Chapter 23, Problem 32E

(a)

To determine

To explain do these data satisfy assumptions for inference.

Answer to Problem 32E

These data satisfy assumptions for inference.

Explanation of Solution

In the question it is given that, some students checked six bags of Doritos marked with a net weight of $28.3$ grams. They then carefully weighed the content of each bag and recorded it as:

  $\{29.2,28.5,28.7,28.9,29.1,29.5\}$

Thus, now we will check if these data satisfy assumptions for inference as:

Random condition: It is satisfied assuming that the six bags were randomly selected.

Independent condition: It is satisfied since the sample of six bags of Doritos is less than $10\%$ of the population of all bags of Doritos.

Normal condition: It is satisfied because the histogram shows no outlier and the normal quantile plot is nearly linear.

Thus, all the conditions are met.

(b)

To determine

To find the mean and standard deviation of the weight.

Answer to Problem 32E

The mean is $28.9833$ .

The standard deviation is $0.3601$ .

Explanation of Solution

In the question it is given that, some students checked six bags of Doritos marked with a net weight of $28.3$ grams. They then carefully weighed the content of each bag and recorded it as:

  $\{29.2,28.5,28.7,28.9,29.1,29.5\}$

The mean of this data is:

  $\begin{array}{l}\overline{x}=\frac{29.2+28.5+29.1+28.7+28.9+29.5}{6}\\ =28.9833\end{array}$

The standard deviation of the data is:

  $\begin{array}{l}s=\sqrt{\frac{{(29.2-28.9833)}^2+\mathrm{....}+{(29.5-28.9833)}^2}{6-1}}\\ =0.3601\end{array}$

(c)

To determine

To create a $95\%$ confidence interval for the mean weight of such bags of chips.

Answer to Problem 32E

The confidence interval is: $(28.6053,29.3613)$ .

Explanation of Solution

In the question it is given that, some students checked six bags of Doritos marked with a net weight of $28.3$ grams.
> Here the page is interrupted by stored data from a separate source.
PR #907, opened 2023-08-22
Improve Audit and SCA scan code and fix error aggregation 

sverdlov93:
-----

### DIFF
--- a/xray/commands/audit/generic/auditmanager.go
+++ b/xray/commands/audit/generic/auditmanager.go
@@ -4,9 +4,7 @@ import (
 	"errors"
 	"fmt"
 	"github.com/jfrog/build-info-go/utils/pythonutils"
-	"github.com/jfrog/gofrog/version"
 	rtutils "github.com/jfrog/jfrog-cli-core/v2/artifactory/utils"
-	"github.com/jfrog/jfrog-cli-core/v2/utils/config"
 	"github.com/jfrog/jfrog-cli-core/v2/utils/coreutils"
 	"github.com/jfrog/jfrog-cli-core/v2/xray/audit"
 	_go "github.com/jfrog/jfrog-cli-core/v2/xray/audit/go"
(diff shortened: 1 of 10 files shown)


xray/commands/audit/generic/auditmanager.go
```diff
@@ -126,20 +124,27 @@ func RunAudit(auditParams *Params) (results *Results, err error) {
...
+
 	auditParams.SetXrayVersion(xrayVersion)
 
 	errGroup := new(errgroup.Group)
 	if isEntitled {
 		// Download (if needed) the analyzer manager in a background routine.
 		errGroup.Go(rtutils.DownloadAnalyzerManagerIfNeeded)
 	}
-
 	// The audit scan doesn't require the analyzer manager, so it can run separately from the analyzer manager download routine.
```
omerzi, line 146:
```suggestion
	// The sca scan doesn't require the analyzer manager, so it can run separately from the analyzer manager download routine.
```

xray/commands/audit/generic/auditmanager.go
```diff
@@ -154,88 +159,69 @@ func RunAudit(auditParams *Params) (results *Results, err error) {
...
+	results = NewAuditResults()
+	rootDir, err := os.Getwd()
+	if errorutils.CheckError(err) != nil {
+		return results.SetAuditError(err)
 	}
-	defer func() {
-		err = errors.Join(err, os.Chdir(projectDir))
-	}()
-	results := NewAuditResults()
 	for _, wd := range params.workingDirs {
```
omerzi, line 177: In case we don't supply a specific `workingDirs`, does the root dir is a part of the `workingDirs` slice?

xray/commands/audit/generic/generic.go
```diff
@@ -75,15 +75,19 @@ func (auditCmd *GenericAuditCommand) CreateXrayGraphScanParams() *services.XrayG
 }
 
 func (auditCmd *GenericAuditCommand) Run() (err error) {
+	workingDirs, err := xrutils.GetFullPathsWorkingDirs(auditCmd.workingDirs)
```
omerzi, line 78: I believe this logic should reside within the inner audit logic since it is applicable only to the CLI context. While it is true that we also address this case in Frogbot, we should not be surprised by this behavior for future features that utilize Audit. (In cases where the working directory is empty, the scan won't automatically run on the root directory.)

PR #908, opened 2023-08-23
Add usage reporter

attiasas:
-----

### DIFF
--- a/utils/usage/usage.go
+++ b/utils/usage/usage.go
@@ -1,0 +1,228 @@
+package usage
+
+import (
+	"golang.org/x/sync/errgroup"
+
+	"github.com/jfrog/jfrog-cli-core/v2/artifactory/utils"
+	"github.com/jfrog/jfrog-cli-core/v2/utils/config"
+	"github.com/jfrog/jfrog-cli-core/v2/utils/coreutils"
+	xray "github.com/jfrog/jfrog-cli-core/v2/xray/commands/utils"
+	"github.com/jfrog/jfrog-client-go/artifactory/usage"
+	clientutils "github.com/jfrog/jfrog-client-go/utils"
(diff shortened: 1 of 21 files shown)


utils/usage/usage.go
```diff
@@ -0,0 +1,225 @@
...
+		ProductId:         productId,
+		serverDetails:     serverDetails,
+		reportWaitGroup:   new(errgroup.Group),
+		sendToEcosystem:   true,
+		sendToXray:        true,
+		sendToArtifactory: true,
+	}
+}
+
+func ShouldReportUsage() (reportUsage bool) {
```
eyalbe4, line 55: Let's use this function also in -
```
func reportUsage(command Command, channel chan<- bool) {
	defer signalReportUsageFinished(channel)
	reportUsage, err := clientutils.GetBoolEnvValue(coreutils.ReportUsage, true)
	if err != nil {
		log.Debug(usageReporter.ReportUsagePrefix, err.Error())
		return
	}
```
instead of calling `clientutils.GetBoolEnvValue` directly.

Also, why don't we remove the above `reportUsage` function and use the new UsageReporter instead?

utils/usage/usage.go
```diff
@@ -0,0 +1,225 @@
...
+			return ur.reportToArtifactory(features...)
+		})
+	}
+}
+
+func (ur *UsageReporter) WaitForResponses() (err error) {
+	return ur.reportWaitGroup.Wait()
+}
+
+func (ur *UsageReporter) reportToEcosystem(features ...ReportFeature) (err error) {
```
eyalbe4, line 107: Let's add the `ReportUsagePrefix` to all the errors generated by this function, as well as the `reportToXray` and `reportToArtifactory` functions.

eyalbe4 (changes requested):

PR #938, opened 2023-09-07
Support Platform Access Token

RobiNino:
-----
Depends on https://github.com/jfrog/jfrog-client-go/pull/822


general/token/accesstokencreate.go
```diff
@@ -0,0 +1,150 @@
+package generic
```
yahavi, line 1:
```suggestion
package login
```

yahavi, line 1: Let's rename this file to "createaccesstoken"

general/token/accesstokencreate.go
```diff
@@ -0,0 +1,150 @@
...
+	content, err := json.Marshal(*atc.response)
+	return content, errorutils.CheckError(err)
+}
+
+func (atc *AccessTokenCreateCommand) ServerDetails() (*config.ServerDetails, error) {
+	return atc.serverDetails, nil
+}
+
+func (atc *AccessTokenCreateCommand) CommandName() string {
+	return "access_token_create"
```
yahavi, line 106:
```suggestion
	return "create_access_token"
```

yahavi (changes requested):

general/token/accesstokencreate.go
RobiNino: Not part of the login mechanism. Changed to `token`

RobiNino: I think we should follow the convention where the file is named after the command it adds.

They then carefully weighed the content of each bag and recorded it as:

  $\{29.2,28.5,28.7,28.9,29.1,29.5\}$

  $n=6$

  $\begin{array}{l}\overline{x}=28.9833\\ s=0.3601\end{array}$

The degrees of freedom is:

  $\begin{array}{l}df=n-1\\ =6-1\\ =5\end{array}$

The t -value is:

  $t_{\alpha /2}=2.571$

The confidence interval is:

  $\begin{array}{l}\overline{x}-t_{\alpha /2}\times \frac{s}{\sqrt{n}}\\ =28.9833-2.571\times \frac{0.3601}{\sqrt{6}}\\ =28.6053\\ \overline{x}+t_{\alpha /2}\times \frac{s}{\sqrt{n}}\\ =28.9833+2.571\times \frac{0.3601}{\sqrt{6}}\\ =29.3613\end{array}$

Thus, the confidence interval is: $(28.6053,29.3613)$ .

(d)

To determine

To explain in context what your interval means.

Explanation of Solution

In the question it is given that, some students checked six bags of Doritos marked with a net weight of $28.3$ grams. They then carefully weighed the content of each bag and recorded it as:

  $\{29.2,28.5,28.7,28.9,29.1,29.5\}$

  $n=6$

  $\begin{array}{l}\overline{x}=28.9833\\ s=0.3601\end{array}$

The confidence interval is: $(28.6053,29.3613)$ . Thus, we are $95\%$ confident that the true net weight of the bags of Doritos marked with a net weight of $28.3$ grams is between $28.6053\text{Grams and }29.3613\text{Grams}$ .

(e)

To determine

To comment on the company’s stated net weight of $28.3$ grams.

Explanation of Solution

In the question it is given that, some students checked six bags of Doritos marked with a net weight of $28.3$ grams. They then carefully weighed the content of each bag and recorded it as:

  $\{29.2,28.5,28.7,28.9,29.1,29.5\}$

  $n=6$

  $\begin{array}{l}\overline{x}=28.9833\\ s=0.3601\end{array}$

The confidence interval is: $(28.6053,29.3613)$ . Thus, the company's stated net weight of $28.3$ grams appears to be incorrect and the actual net weight appears to be more $28.3$ grams, because the confidence interval does not contain $28.3$ and only contains values higher than $28.3$ grams.